§ Provided information
☆ ☆ ☆ ☆ ☆
Issue #3063, opened 2018-12-21
Monit: adding ping check causes syntax failure


Taomyn:
opnSense v18.7.9-amd64
Monit v5.25.2

When I enable "ping" for one of my service settings I receive the error:

`monit: /usr/local/etc/monitrc:17: syntax error 'failed'`

When I compare the monitrc file the difference is:

```
check system bart.domain.com
   if failed ping then alert 
   if memory usage is greater than 75% then alert 
   if cpu usage is greater than 75% then alert 
   if loadavg (1min) is greater than 8 then alert 
   if loadavg (5min) is greater than 6 then alert 
   if loadavg (15min) is greater than 4 then alert 
```

and

```
check system bart.domain.com
   if memory usage is greater than 75% then alert 
   if cpu usage is greater than 75% then alert 
   if loadavg (1min) is greater than 8 then alert 
   if loadavg (5min) is greater than 6 then alert 
   if loadavg (15min) is greater than 4 then alert 
```
Line 17 points at "if failed ping then alert"

fichtner:
done via #3119

Issue #2918, opened 2018-11-15
Monit: service tests and relation to service type


AdSchellevis:
The monit service tests configuration contains different test options, but can be selected on every service now, in reality this would lead to configuration errors.

For example, when adding a file service, it's possible to select a ping test now.

I would like to suggest to add a service type field to the "Service Tests Settings" section, which can then be used as validation or selection filter in the service definition.

AdSchellevis:
@fbrendel what do you think?

fbrendel:
Basically sounds good.
However, the challenge is to find out which test is valid for which service.
E.g. existence tests are valid for files, directories, processes etc.
So we need a mapping between service types and test types (Fault tolerance, existence, resource...).
Much work and we have to watch for new test types on every Monit release.

On the other side Monit has already syntax checks and knows better what works and what not.
Yes, usability is important but I'd rather rely on Monit.

Don't get me wrong. It's a really cool idea.
But is it worth the effort?

If so, I'd implement it only in the UI.
Instead of the Condition textfield I'd add a Test Type dropdown list and
guide the user through all the possible options.

AdSchellevis:
The valid combinations should be in the monit docs, my problem is that the current solution isn't very user friendly, with error messages like : 
![image](https://user-images.githubusercontent.com/9783985/48637622-19583980-e983-11e8-8f42-182a6efac998.png)

Which should be rather easy to prevent using proper validations in my humble opinion.

The original plan for adding Monit to core instead of a plugin was to remove the legacy notifications, which is a good plan given the Monit feature set, but it's a bit tough to use at the moment.
If we're actively going to steer people in using this, I kind of expect some support challenges, @fichtner what do you think?

fichtner:
with the marginal notification support still left any replacement is better than what we have now. I'm happy to work on this, but maybe 19.1 is not the greatest time frame for removing the old ones... maybe just adding a first viable replacement as an optional method and keep improving from there?

architecturally I don't think any way other than too complicated to get started is worth going for.  small steps.. .we can still make it more complicated later?

(please don't expect a technical answer until I know the system well enough)

AdSchellevis:
@fichtner I guess dropping the old could still be viable for 19.1, I really want to prevent any patches like https://github.com/opnsense/core/pull/2907 being needed for stuff that should go away. I expect we can add some simple tests, disabled by default like `RootFS` thing now. 

I'll work on the needed tests, this validation issue can wait until after 19.1 in my opinion.

[...]

PR #3119, opened 2019-01-11
monit: add Service/Test type relation; improve Service Tests UI

fbrendel:
This solves #2918 and should prevent issues like #3063 :smirk: 

I couldn't implement the connect checks. And for all other special
cases I've added a custom condition with the old freestyle behaviour.

For backward compatibility the migration process adds the 'type=custom' property to all tests.


AdSchellevis:
@fbrendel we've merged it partially, I had quite some working aligning the code to our standards (see also https://github.com/opnsense/core/commit/df8d12c8a0e8abb4d3d180f56cc6129b237cb505).

The javascript code is left out of now, it's quite hard to read and seems to be over complicated. I like the idea of offering the configuration options to the user, but can't find the time to refactor that as well. 

It's better now than it was, a very good addition would be to create migration code to fix the known test types after migration (setting everything to Custom isn't very useful). If you have some time to fix that, just let us know.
☆ ☆ ☆ ☆ ☆
§ Aim of the exercise
Reproduce the data in full, exactly.

§ Exercise result
Issue #3063, opened 2018-12-21
Monit: adding ping check causes syntax failure


Taomyn:
opnSense v18.7.9-amd64
Monit v5.25.2

When I enable "ping" for one of my service settings I receive the error:

`monit: /usr/local/etc/monitrc:17: syntax error 'failed'`

When I compare the monitrc file the difference is:

```
check system bart.domain.com
   if failed ping then alert 
   if memory usage is greater than 75% then alert 
   if cpu usage is greater than 75% then alert 
   if loadavg (1min) is greater than 8 then alert 
   if loadavg (5min) is greater than 6 then alert 
   if loadavg (15min) is greater than 4 then alert 
```

and

```
check system bart.domain.com
   if memory usage is greater than 75% then alert 
   if cpu usage is greater than 75% then alert 
   if loadavg (1min) is greater than 8 then alert 
   if loadavg (5min) is greater than 6 then alert 
   if loadavg (15min) is greater than 4 then alert 
```
Line 17 points at "if failed ping then alert"

fichtner:
done via #3119

Issue #2918, opened 2018-11-15
Monit: service tests and relation to service type


AdSchellevis:
The monit service tests configuration contains different test options, but can be selected on every service now, in reality this would lead to configuration errors.

For example, when adding a file service, it's possible to select a ping test now.

I would like to suggest to add a service type field to the "Service Tests Settings" section, which can then be used as validation or selection filter in the service definition.

AdSchellevis:
@fbrendel what do you think?

fbrendel:
Basically sounds good.
However, the challenge is to find out which test is valid for which service.
E.g. existence tests are valid for files, directories, processes etc.
So we need a mapping between service types and test types (Fault tolerance, existence, resource...).
Much work and we have to watch for new test types on every Monit release.

On the other side Monit has already syntax checks and knows better what works and what not.
Yes, usability is important but I'd rather rely on Monit.

Don't get me wrong. It's a really cool idea.
But is it worth the effort?

If so, I'd implement it only in the UI.
Instead of the Condition textfield I'd add a Test Type dropdown list and
guide the user through all the possible options.

AdSchellevis:
The valid combinations should be in the monit docs, my problem is that the current solution isn't very user friendly, with error messages like : 
![image](https://user-images.githubusercontent.com/9783985/48637622-19583980-e983-11e8-8f42-182a6efac998.png)

Which should be rather easy to prevent using proper validations in my humble opinion.

The original plan for adding Monit to core instead of a plugin was to remove the legacy notifications, which is a good plan given the Monit feature set, but it's a bit tough to use at the moment.
If we're actively going to steer people in using this, I kind of expect some support challenges, @fichtner what do you think?

fichtner:
with the marginal notification support still left any replacement is better than what we have now. I'm happy to work on this, but maybe 19.1 is not the greatest time frame for removing the old ones... maybe just adding a first viable replacement as an optional method and keep improving from there?

architecturally I don't think any way other than too complicated to get started is worth going for.  small steps.. .we can still make it more complicated later?

(please don't expect a technical answer until I know the system well enough)

AdSchellevis:
@fichtner I guess dropping the old could still be viable for 19.1, I really want to prevent any patches like https://github.com/opnsense/core/pull/2907 being needed for stuff that should go away. I expect we can add some simple tests, disabled by default like `RootFS` thing now. 

I'll work on the needed tests, this validation issue can wait until after 19.1 in my opinion.

[...]

PR #3119, opened 2019-01-11
monit: add Service/Test type relation; improve Service Tests UI

fbrendel:
This solves #2918 and should prevent issues like #3063 :smirk: 

I couldn't implement the connect checks. And for all other special
cases I've added a custom condition with the old freestyle behaviour.

For backward compatibility the migration process adds the 'type=custom' property to all tests.


AdSchellevis:
@fbrendel we've merged it partially, I had quite some working aligning the code to our standards (see also https://github.com/opnsense/core/commit/df8d12c8a0e8abb4d3d180f56cc6129b237cb505).

The javascript code is left out of now, it's quite hard to read and seems to be over complicated. I like the idea of offering the configuration options to the user, but can't find the time to refactor that as well. 

It's better now than it was, a very good addition would be to create migration code to fix the known test types after migration (setting everything to Custom isn't very useful). If you have some time to fix that, just let us know.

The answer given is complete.